Problem source

The  point with cartesian coordinates $(x,y)$ lies on a
curve with polar equation $r=\f(\theta)\,$. 
Find an  expression for $\dfrac{\d y}{\d x}$ in terms of $\f(\theta)$,
$\f'(\theta)$ and $\tan\theta\,$.

Two curves, with polar equations $r=\f(\theta)$ and 
$r=\g(\theta)$, meet at right angles.
Show
that where they meet 
\[
\f'(\theta) \g'(\theta) +\f(\theta)\g(\theta) = 0 \,.
\]

The curve $C$ has polar equation $r=\f(\theta)$ and passes through
the point given by $r=4$, $\theta = - \frac12\pi$. 
For each positive value of $a$,   
the curve with polar equation
$r= a(1+\sin\theta)$ 
meets~$C$ at right angles. Find $\f(\theta)\,$.

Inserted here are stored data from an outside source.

PR #212, opened 2019-05-21
Remove dependency on container id and warn on missing required env vars

czerwingithub:
Removed the dependency on the agent container id, which allowed
me to remove newly added filesystem code.  This hopefully
eliminates one more thing that can go wrong.

Also warn when critical required environment variables are missing.


czerwingithub:
I haven't finished testing this, but wanted to get the code in front of you guys.

PR #216, opened 2019-05-22
Fix Metric object memory leak

echee2:
# Background

I forgot to implement __hash__ and __eq__ for the `Metric` class when fixing our unit tests to work with earlier versions of Python. 

The `Metric` object was being used as keys in a dictionary.  Without those proper dunder methods the dictionary just keeps growing.

This manifests as multiple duplicate metrics (of the same key), leading to eventual omission by the Agent (which has protections against too much metrics data).  This symptom can be seen in the uploaded logs as follows:

**/var/log/scalyr-agent-2/linux_process_metrics.log .... Warning, skipped writing 810 log lines due to limit set by `monitor_log_write_rate` option...`**

# Fix

Implement __eq__ and __hash__

# Tests

A straightforward unit test that asserts a dictionary doesn't grow with repeat puts to the same key

### DIFF
--- a/scalyr_agent/builtin_monitors/linux_process_metrics.py
+++ b/scalyr_agent/builtin_monitors/linux_process_metrics.py
@@ -113,6 +113,12 @@ class Metric(object):
     """
     __slots__ = 'name', 'type', '_frozen'
 
+    def __hash__(self):
+        return hash(self.name) + 13 * hash(self.type)
+
+    def __eq__(self, other):
+        return other.name == self.name and other.type == self.type
+
     def __init__(self, name, _type):
         self.name = name
         self.type = _type
--- a/scalyr_agent/tests/linux_process_metrics_test.py
+++ b/scalyr_agent/tests/linux_process_metrics_test.py
@@ -24,6 +24,41 @@ import scalyr_agent.scalyr_logging as scalyr_logging
 
 
 class TestMetricClass(ScalyrTestCase):
+    def test_metric_as_object_key(self):
+        """
+        This protects against a bug introduced in v2.0.47 whereby the Metric object didn't implement __hash__ and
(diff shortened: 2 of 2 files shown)


scalyr_agent/builtin_monitors/linux_process_metrics.py
```diff
@@ -113,6 +113,12 @@ class Metric(object):
     """
     __slots__ = 'name', 'type', '_frozen'
 
+    def __hash__(self):
+        return hash(self.name) + hash(self.type)
```
czerwingithub: The purest in me says that you should multiple the second one by a prime number to get around periodicity in the sequence.  So,
`return hash(self.name) + 13 * hash(self.type)`

echee2:
@czerwingithub  ready for review again

scalyr_agent/tests/linux_process_metrics_test.py
```diff
@@ -6,7 +6,7 @@
 #
 #   http://www.apache.org/licenses/LICENSE-2.0
 #
-# Unless required by applicable law or agreed to in writing, software
+# Unless required by applicable law or agreed to     in writing, software
```
czerwingithub: Remove this white space addition.

scalyr_agent/tests/linux_process_metrics_test.py
```diff
@@ -24,6 +24,35 @@
 
 
 class TestMetricClass(ScalyrTestCase):
+    def test_metric_as_object_key(self):
+        dd = {}
```
czerwingithub: Add a comment here about what the bug was so that folks understand why you are adding a lot of instances of the object.

echee2: Comment added and whitespace error removed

Sketch on a single diagram the three curves 
with polar equations $r= 1+\sin\theta\,$, \   
$r= 4(1+\sin\theta)$  and $r=\f(\theta)\,$.

Solution source

$(x, y) = (f(\theta)\cos(\theta), f(\theta)\sin(\theta))$ so

\begin{align*}
    \frac{dy}{d\theta} &= -f(\theta)\sin(\theta) + f'(\theta)\cos(\theta) \\
    \frac{dx}{d\theta} &= f(\theta)\cos(\theta) + f'(\theta)\sin(\theta) \\
    \frac{dy}{dx} &= \frac{-f(\theta)\sin(\theta) + f'(\theta)\cos(\theta)}{f(\theta)\cos(\theta) + f'(\theta)\sin(\theta) } \\
    &= \frac{-f(\theta)\tan(\theta) + f'(\theta)}{f(\theta) + f'(\theta)\tan(\theta)  }
\end{align*}

If the curves meet at right angles then the product of their gradients is $-1$, ie

\begin{align*}
\frac{-f(\theta)\tan(\theta) + f'(\theta)}{f(\theta) + f'(\theta)\tan(\theta)  } \cdot \frac{-g(\theta)\tan(\theta) + g'(\theta)}{g(\theta) + g'(\theta)\tan(\theta)  } &= -1 \\
f(\theta)g(\theta)\tan^2 \theta - f(\theta)g'(\theta)\tan \theta - f'(\theta)g(\theta)\tan \theta + f'(\theta)g'(\theta) &= \\
\quad - \l f(\theta)g(\theta) + f(\theta)g'(\theta)\tan(\theta) + f'(\theta)g(\theta)\tan(\theta) + f'(\theta)g'(\theta)\tan^2 \theta \r \\
\tan^2\theta \l f(\theta)g(\theta) + f'(\theta)g'(\theta) \r + f'(\theta)g'(\theta) + f(\theta)g(\theta) &= 0 \\
(\tan^2\theta + 1) \l f(\theta)g(\theta) + f'(\theta)g'(\theta) \r &= 0 \\
 f(\theta)g(\theta) + f'(\theta)g'(\theta) &= 0
\end{align*}

$g(\theta) = a(1+\sin\theta), g'(\theta) = a\cos\theta$

Therefore $f'(\theta)a\cos \theta+f(\theta)a(1+\sin(\theta)) = 0$

\begin{align*}
    && \frac{f'(\theta)}{f(\theta)} &= -\sec(\theta) - \tan(\theta) \\
    \Rightarrow && \ln(f(\theta)) &= -\ln |\tan(\theta) + \sec(\theta)| + \ln |\cos(\theta)| + C \\
    \Rightarrow && f(\theta) &= A \frac{\cos \theta}{\tan \theta + \sec \theta} \\
    &&&= A \frac{\cos^2 \theta}{\sin \theta + 1} \\
    &&&= A \frac{1-\sin^2 \theta}{\sin \theta + 1} \\
    &&&= A (1-\sin \theta)
\end{align*}

When $\theta = -\frac12 \pi, r = 4$, so $A = 2$.

\begin{center}
\begin{tikzpicture}[scale=0.5]
    \draw[domain = 0:360, samples=400, variable = \x]  plot ({(1 + sin(\x))*cos(\x)},{(1 + sin(\x))*sin(\x)}); 
    \draw[domain = 0:360, samples=400, variable = \x]  plot ({4*(1 + sin(\x))*cos(\x)},{4*(1 + sin(\x))*sin(\x)}); 
    \draw[domain = 0:360, samples=400, variable = \x]  plot ({2*(1 - sin(\x))*cos(\x)},{2*(1 - sin(\x))*sin(\x)}); 
\end{tikzpicture}
\end{center}